◆ **TASK PROMPT**: For this exercise, report every line of the material that includes "Modifies".

──────────────────────────────

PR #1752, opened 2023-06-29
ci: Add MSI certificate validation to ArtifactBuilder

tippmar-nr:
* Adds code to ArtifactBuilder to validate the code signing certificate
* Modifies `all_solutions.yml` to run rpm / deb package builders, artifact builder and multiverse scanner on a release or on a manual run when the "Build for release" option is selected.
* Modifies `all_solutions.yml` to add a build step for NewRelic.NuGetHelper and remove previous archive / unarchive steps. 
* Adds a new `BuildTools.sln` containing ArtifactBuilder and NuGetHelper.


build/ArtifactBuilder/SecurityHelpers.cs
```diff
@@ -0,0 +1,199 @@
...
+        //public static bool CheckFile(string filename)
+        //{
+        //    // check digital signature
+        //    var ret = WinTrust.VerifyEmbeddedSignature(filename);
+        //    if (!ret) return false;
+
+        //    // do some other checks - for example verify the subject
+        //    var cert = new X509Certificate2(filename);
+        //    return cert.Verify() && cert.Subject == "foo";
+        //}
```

──────────────────────────────

◆ **SOLUTION FOR THIS TASK**:
* Modifies `all_solutions.yml` to run rpm / deb package builders, artifact builder and multiverse scanner on a release or on a manual run when the "Build for release" option is selected.
* Modifies `all_solutions.yml` to add a build step for NewRelic.NuGetHelper and remove previous archive / unarchive steps. 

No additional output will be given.